PR #184, opened 2016-09-23
Update the WebRTC prefs for Firefox 51

fmarier:
See discussion on https://bugzilla.mozilla.org/show_bug.cgi?id=1304600.

### DIFF
--- a/user.js
+++ b/user.js
@@ -40,6 +40,7 @@ user_pref("dom.netinfo.enabled",				false);
 // https://wiki.mozilla.org/Media/WebRTC/Privacy
 user_pref("media.peerconnection.ice.default_address_only",	true); // Firefox < 51
 user_pref("media.peerconnection.ice.no_host",			true); // Firefox >= 51
+// Disable WebRTC entirely
 user_pref("media.peerconnection.enabled",			false);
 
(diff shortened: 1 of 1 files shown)


user.js
```diff
@@ -38,7 +38,8 @@ user_pref("dom.netinfo.enabled",				false);
 // Don't reveal your internal IP
 // Check the settings with: http://net.ipcalf.com/
 // https://wiki.mozilla.org/Media/WebRTC/Privacy
-user_pref("media.peerconnection.ice.default_address_only",	true);
+user_pref("media.peerconnection.ice.default_address_only",	true); // Firefox < 51
+user_pref("media.peerconnection.ice.no_host",			true); // Firefox >= 51
 user_pref("media.peerconnection.enabled",			false);
```
ivan-kolmychek: I think it would be nice to also have the comment here explaining what does setting `media.peerconnection.enabled` to `false` does. From how I understand it, it disables the WebRTC entirely, but I'm not sure about that.

fmarier: Good idea. I've added that in 9a7a697d03f9561227c82657e05de3013804f169.

pyllyukko:
Thanks!

PR #187, opened 2016-10-04
Recommend Smart HTTPS

fmarier:
This add-on changes the default (from HTTP to HTTPS) for URLs that you type into the address bar.

I recommend clicking the "incognito" setting after installation.

It seems like a nice addition to the list of suggested add-ons since it covers sites that HTTPS Everywhere doesn't know about yet.

### DIFF
--- a/README.md
+++ b/README.md
@@ -291,6 +291,7 @@ Here is a list of the most essential security and privacy enhancing add-ons that
 * [Certificate Patrol][4]
   * I recommend setting the 'Store certificates even when in [Private Browsing][8] Mode' to get full benefit out of certpatrol, even though it stores information about the sites you visit
 * [HTTPS Everywhere](https://www.eff.org/https-everywhere)
+* [Smart HTTPS](https://addons.mozilla.org/firefox/addon/smart-https/)
 * [NoScript](http://noscript.net/)
 * [DuckDuckGo Plus](https://addons.mozilla.org/firefox/addon/duckduckgo-for-firefox/) (instead of Google)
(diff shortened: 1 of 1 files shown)


ivan-kolmychek:
Is its source code available? What is its license? I've not found the mention of this on "official" page.

Gitoffthelawn:
@ivan-kolmychek Source code is available here: https://addons.mozilla.org/firefox/files/browse/513702/

nodiscc:
So does it force HTTPS? Because it _sometimes_ breaks websites.

fmarier:
> So does it force HTTPS?

It does, but it allows you to switch back to HTTP and whitelist "broken" sites manually.

nodiscc:
See also https://github.com/pyllyukko/user.js/issues/188

pyllyukko:
> It seems like a nice addition to the list of suggested add-ons since it covers sites that HTTPS Everywhere doesn't know about yet.

HTTPS Everywhere's whitelisting method indeed isn't perfect, but it feeld kinda redundant to have several add-on recommendations on the same topic.

ivan-kolmychek:
@pyllyukko well, we can suggest to choose one of them and stick with it, but providing alternatives is not a bad idea, IMHO. :)

ivan-kolmychek:
@nodiscc https everywhere can force HTTPS too - see "Block all unencrypted requests" option in menu.

pyllyukko:
> @pyllyukko well, we can suggest to choose one of them and stick with it, but providing alternatives is not a bad idea, IMHO. :)

Well that's true also. Should we still have this for instance after the HTTPS Everywhere in parentheses, e.g. "HTTPS Everywhere (or Smart HTTPS)". Because there's probably no point in having both and someone might interpret it as such.

PR #190, opened 2016-10-12
Remove network.http.sendSecureXSiteReferrer

fmarier:
This pref is unnecessary if you spoof or turn of referrers. Also, it makes no sense to restrict HTTPS referrers while allowing HTTP referrers.

It has been removed from Firefox 52 in https://bugzilla.mozilla.org/show_bug.cgi?id=1308725.


pyllyukko:
True that. Thanks.

PR #191, opened 2016-10-14
Replace "Smart HTTPS" with "HTTPS by default"

fmarier:
[Smart HTTPS](https://addons.mozilla.org/firefox/addon/smart-https) seems to break a few sites in non-obvious ways and its defaults are not great. [HTTPS by default](https://addons.mozilla.org/firefox/addon/https-by-default) has none of these problems and just does one thing well: it changes the default scheme when typing scheme-less URLs in the address bar.

Also add the trimURLs setting to user.js since it's [recommended by the author of "HTTPS by default"](https://github.com/Rob--W/https-by-default#firefox) and it will probably appeal to the user.js crowd too.


Atavic:
Electrolysis compatible.

Issue #188, opened 2016-10-05
[Addon] HTTP Nowhere


nodiscc:
Would https://addons.mozilla.org/en-US/firefox/addon/http-nowhere/ be worth mentioning on the README? It blocks _all_ connections not made over HTTPS. There is also an option to try forcing HTTPS when the site presents itself over a plaintext connection (similar to SMart HTTPS https://github.com/pyllyukko/user.js/pull/187#issuecomment-251640511), and a manual whitelist.

It _does_ break a lot of websites which is expected since many hosts are not configured for SSL/TLS.  
It does exactly what it says, block HTTP traffic.

Only major problem I found: it blocks connections to OCSP servers, which in turn also causes HTTPS connections to error. You have to manually whitelist them. In that regard https://github.com/pyllyukko/user.js/issues/73 could be useful, I did not go this far.

https://github.com/cwilper/http-nowhere/ has some info.

Atavic:
[This](https://github.com/pyllyukko/user.js/issues/73) whitelist seems a must for this addon to work properly. Without OCSP renewal, the browser will end finding expired CA Certs.

Another way is [here](https://github.com/cwilper/http-nowhere/issues/16).

pyllyukko:
> It does break a lot of websites

If this is the case, I think we shouldn't recommend it. I'm sure the world isn't ready for this yet :)

Atavic:
I'd like to post a recent problem on Soundcloud: `Vendor Downtime Causing Certificate Messages`
caused by [GlobalSign experiencing issues with OCSP](https://twitter.com/globalsign/status/786505261842247680) and offering [this solution](https://support.globalsign.com/customer/portal/articles/1353318) because _Invalid certificate remains in cache_

ivan-kolmychek:
`HTTP Nowhere` haven't been updated for a while already (`Last Updated: September 16, 2013`) and HTTPS Everywhere does have the support of blocking non-encrypted communications. 

Maybe, that feature should be mentioned in readme instead of adding the notion of yet another addon? Especially given that HTTPS Everywhere is *already* recommended there. :)

![screenshot_20161016_184613](https://cloud.githubusercontent.com/assets/5011577/19418678/7773220a-93d1-11e6-8cf8-ff2f552b9e4d.png)

ivan-kolmychek:
On the second thought, I haven't found the manual whitelisting in HTTPS Everywhere, that's my bad.

Atavic:
[...]

PR #195, opened 2016-10-26
doc: add note about blocking all unencrypted requests

nodiscc:
Fixes https://github.com/pyllyukko/user.js/issues/188


pyllyukko:
Should we add some disclaimer, that this will probably break the internets for the user? :) As there are still sites/servers without HTTPS.

nodiscc:
Updated.

PR #196, opened 2016-10-27
Update value of security.pki.sha1_enforcement_level for Firefox >= 52

fmarier:
https://bugzilla.mozilla.org/show_bug.cgi?id=1302140
https://dxr.mozilla.org/mozilla-central/rev/f9f3cc95d7282f1fd83f66dd74acbcdbfe821915/security/certverifier/CertVerifier.h#143-152

### DIFF
--- a/user.js
+++ b/user.js
@@ -610,9 +610,9 @@ user_pref("security.tls.version.max",				3);
 // "2. Strict. Pinning is always enforced."
 user_pref("security.cert_pinning.enforcement_level",		2);
 
-// allow SHA-1 only if notBefore < 2016-01-01
-// https://bugzilla.mozilla.org/show_bug.cgi?id=942515#c32
-user_pref("security.pki.sha1_enforcement_level",		2);
+// disallow SHA-1
+// https://bugzilla.mozilla.org/show_bug.cgi?id=1302140
+//user_pref("security.pki.sha1_enforcement_level",		1);
 
 // https://wiki.mozilla.org/Security:Renegotiation#security.ssl.treat_unsafe_negotiation_as_broken
 // see also CVE-2009-3555


pyllyukko:
Why we should allow it for custom CAs?

fmarier:
> Why we should allow it for custom CAs?

I don't know why anybody using `user.js` would install a custom CA (other than temporarily for debugging webapps maybe), but if they did and it used SHA1, then every single HTTPS site would be broken.

Also, if you're using such a local man-in-the-middle proxy (e.g. anti-virus), then there's no network traffic anyways so the strength of the encryption doesn't matter at all.

fmarier:
Since Firefox 52 [defaults to `4`](http://searchfox.org/mozilla-central/rev/445097654c1cc1098ee0171a29c439afe363a588/netwerk/base/security-prefs.js#59), it becomes a little tricky to set this properly because:

- If we default to `2`, Firefox >= 52 will see a fair amount of breakage since it's an alias for `1`.
- If we default to `4` on Firefox >= 52, we will not benefit from the [default changing to `3`](https://blog.mozilla.org/security/2016/10/18/phasing-out-sha-1-on-the-public-web/) in 2017 unless we update again.

I'm tempted to replace all of this with a commented-out `security.pki.sha1_enforcement_level = 1` so that those people who want to fully disable it can and the rest will get the defaults which are very good starting on Firefox 52. Does that sound like a good idea?

Roman-Nopantski:
Yes - sounds like the ONLY idea - been running it at 1 for a year with no problems (I do not have any MitM devices such as AV interfering with my web traffic). I am but one user, but the ghacks user.js which I authored is used by tons of people as a template - no-one has complained about it on there (mind you, I do provide "warning" tags and a troubleshooting section). If users are knowledgeable enough to use a user.js then they can figure it out.

pyllyukko:
Yes, this sounds like the best approach. The at some point uncomment it, when the world is ready.

fmarier:
Patch updated.

pyllyukko:
SHA-1 collision:
  * <http://shattered.io/>
  * <https://security.googleblog.com/2017/02/announcing-first-sha1-collision.html>

pyllyukko:
I'm thinking of uncommenting this so the value would be ```1```. Any objections?

pyllyukko:
Done: eb4e5ddbcbb5efb1284ac17ad9528f94007e67b2

Roman-Nopantski:
Wow .. 8 minutes between asking and committing, excellent :) FYI, I have been using the equivalent of 1 for IDK, a year, year and a half, maybe 2 years since I started this thing. Zero impact, and zero complaints.

pyllyukko:
It was almost 9 minutes :)

Cool. Same here and haven't noticed anything. Good riddance!

Roman-Nopantski:
> It was almost 9 minutes :)

Don't blame me bro, blame github's minute rounding xD

PR #201, opened 2017-01-06
More HTTPS

devmapper0:
There is so quiet last time, so I have changed some links to HTTPS. Changed URL where I was redirected. "Are we... something" from Ghostery is down, so I added archive.org link.

### DIFF
--- a/README.md
+++ b/README.md
@@ -9,7 +9,7 @@ This is a [user.js][1] configuration file for Mozilla Firefox that's supposed to
 ### Main goals
 
 * Limit the possibilities to track the user through [web analytics](https://en.wikipedia.org/wiki/Web_analytics)
-* Harden the browser, so it doesn't spill its guts when asked (have you seen what [BeEF](http://beefproject.com/) can do?)
+* Harden the browser, so it doesn't spill its guts when asked (have you seen what [BeEF](https://beefproject.com/) can do?)
 * Limit the browser from storing anything even remotely sensitive persistently (mostly just making sure [private browsing][8] is always on)
 * Make sure the browser doesn't reveal too much information to [shoulder surfers](https://en.wikipedia.org/wiki/Shoulder_surfing_%28computer_security%29)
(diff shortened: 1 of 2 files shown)


pyllyukko:
Thanks! :)

Indeed it has been quiet recently. But we're still here!

Roman-Nopantski:
line 353: [Test page for Firefox's built-in Phishing Protection](https://itisatrap.org/firefox/its-a-trap.html) ("Web forgeries") = 403 Forbidden
Correct url is https://www.itisatrap.org/firefox/its-a-trap.html
--
line 355: [Test page for Firefox's built-in Malware Protection](https://itisatrap.org/firefox/unwanted.html) (unwanted software) = 403 Forbidden
Correct url is https://www.itisatrap.org/firefox/unwanted.html

pyllyukko:
Hmm. Both URLs work for me without the ```www.``` subdomain. But the <https://itisatrap.org/firefox/its-a-tracker.html> one doesn't.

fmarier:
The URLs should work fine without the `www`. However, it looks like these pages all broke recently.

I filed https://github.com/mozilla/itisatrap/issues/19 to track this.

Roman-Nopantski:
I added these about 4 or five months ago (not sure if you have them all)
   Attack            https://itisatrap.org/firefox/its-an-attack.html
   Blocked           https://itisatrap.org/firefox/blocked.html
   Malware           https://www.itisatrap.org/firefox/unwanted.html
   Phishing          https://www.itisatrap.org/firefox/its-a-trap.html
   Tracking          https://itisatrap.org/firefox/its-a-tracker.html
They weren't ALL HTTPS, so I changed a couple, and then, TBH, my FF is so screwed down, I just tested the URLs in IE. I will fire up a vanilla portable FF and test from there and report back :)

Roman-Nopantski:
@fmarier : I just ran a vanilla FF 50.1 and loaded all five urls with and without the www, so 10 pages in all. All five tests without a www returned a 403, all urls with a www were fine. You might want to log some more tickets

PR #206, opened 2017-02-15
Bump max TLS version

DrunkenSasquatch:
`security.tls.version.max=4` is compatible with Firefox versions 51.0.1 and above.


Roman-Nopantski:
IIRC, this broke in 51 (and was fixed in 51.01) when they fixed `user_pref("security.tls.version.fallback-limit", 3);` , so if you're going to include it, I suggest you also include this one for reference

DrunkenSasquatch:
@Roman-Nopantski Thanks

pyllyukko:
Thanks!

Issue #208, opened 2017-02-20
ghacks user.js monster diff


pyllyukko:
Based on @Roman-Nopantski's diff: <https://gist.github.com/pyllyukko/f5184fbb51b5e340f5637adee582c4d9>

STARTUP
-------

* [x] 0101: disable "slow startup" options
  * WONTFIX: Doesn't seem that relevant
* [x] 0102: set start page (0=blank, 1=home, 2=last visited page, 3=resume previous session)
  * Commented out in the ghacks version
  * Some aspects considered in #218

GEOLOCATION
-----------

* [x] 0201: disable location-aware browsing
  * Should be covered by ```geo.enabled```
  * Also Mozilla bug's [689252](https://bugzilla.mozilla.org/show_bug.cgi?id=689252) & [692927](https://bugzilla.mozilla.org/show_bug.cgi?id=692927) talk that ```geo.wifi.*``` settings are not used anymore.
* [x] 0202: disable GeoIP-based search results
  * 00b102e9a2f6e6c615da8a96c67c47d0af7b9a59
* [ ] 0203: disable using OS locale, force APP locale
* [x] 0204: set APP local
* [x] 0206: disable geographically specific results/search engines eg: "browser.search.*.US"
* [x] 0207: set language to match
  * d80e67469d0219b46836f737441006512febcf0e
* [x] 0208: enforce US English locale regardless of the system locale

QUIET FOX [PART 1]
------------------

* [x] 0301: disable browser auto update
  * WONTFIX: Updates are good for you :)
* [x] 0305: disable add-ons auto update
  * WONTFIX: Updates are good for you :)
* [x] 0307: disable auto updating of personas (themes)
* [x] 0309: disable sending Flash crash reports
* [x] 0310: disable sending the URL of the website where a plugin crashed
  * Need more info on ```dom.ipc.plugins.reportCrashURL```
* [x] 0320: disable extension discovery (featured extensions)
  * WONTFIX
* [x] 0330b: set unifiedIsOptIn to make sure telemetry respects OptIn choice and that telemetry
  * WONTFIX: Telemetry is already disabled
* [x] 0331: remove url of server telemetry pings are sent to
  * WONTFIX: Telemetry is already disabled
* [x] 0332: disable archiving pings locally - irrelevant if toolkit.telemetry.unified is false
  * f781e7d27aa77d5fe2bf27a81cf966ad029280b7
* [x] 0333a: disable health report
[...]

PR #214, opened 2017-02-25
disk cache: add 2 commented out prefs for reference

nodiscc:
Fixes item 1001 in #208

### DIFF
--- a/user.js
+++ b/user.js
@@ -500,7 +500,7 @@ user_pref("places.history.enabled",				false);
 user_pref("network.cookie.lifetimePolicy",			2);
 
 // http://kb.mozillazine.org/Browser.cache.disk.enable
-user_pref("browser.cache.disk.enable",				false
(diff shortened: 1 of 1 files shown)


pyllyukko:
I think this needs some additional researching and links in the user.js. Sounds like something that ```browser.cache.disk.enable``` already handles.

nodiscc:
Added documentation

pyllyukko:
Still... do we need these at all? Smart or dumb, the disk cache isn't in use and that can be verified from ```about:cache```:

```
Number of entries: 	0
Maximum storage size: 	32768 KiB
Storage in use: 	0 KiB
Storage disk location: 	none, only stored in memory 
```
Of course there's the "When disk cache is enabled" note, but is it unnecessary clutter?

nodiscc:
You are right. Closing, feel free to mark #208 item 1001 as fixed (#214)

pyllyukko:
Done.

PR #215, opened 2017-02-25
Set security.password_lifetime = 5

nodiscc:
Fixes item 0904 in #208


Roman-Nopantski:
That needs some qualification: `security.ask_for_password` must be -> 2

/* 0903: set how often Mozilla should ask for the master password
 * 0=the first time (default), 1=every time it's needed, 2=every n minutes (as per the next pref) ***/
user_pref("security.ask_for_password", 2);

pyllyukko:
Thanks for the clarification.

PR #217, opened 2017-02-25
doc: add CVE references for ServiceWorkers

nodiscc:
Details on each CVE can be found at Mozilla Security Advisories, CVEDetails or NIST.
Known vulnerabilities seem to be fixed.
Ref. https://github.com/pyllyukko/user.js/commit/c65632f066223516d26ea67aecfa7a9fb04a3238


pyllyukko:
This PR also reverts the stuff from #216. I'm not entirely sure what kind of Git-fu it would require for me to fix that.

pyllyukko:
I ```cherry-pick```ed the commit to fix this. I think this will soon turn into a guitar hero, but that's ok as it's good Git-fu practice :)

guitar_hero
▬▬▬▬▬▬▬▬▬▬
Lines that contain "benefit" should be pulled from the entries above and reported.

   * I recommend setting the 'Store certificates even when in [Private Browsing][8] Mode' to get full benefit out of certpatrol, even though it stores information about the sites you visit
- If we default to `4` on Firefox >= 52, we will not benefit from the [default changing to `3`](https://blog.mozilla.org/security/2016/10/18/phasing-out-sha-1-on-the-public-web/) in 2017 unless we update again.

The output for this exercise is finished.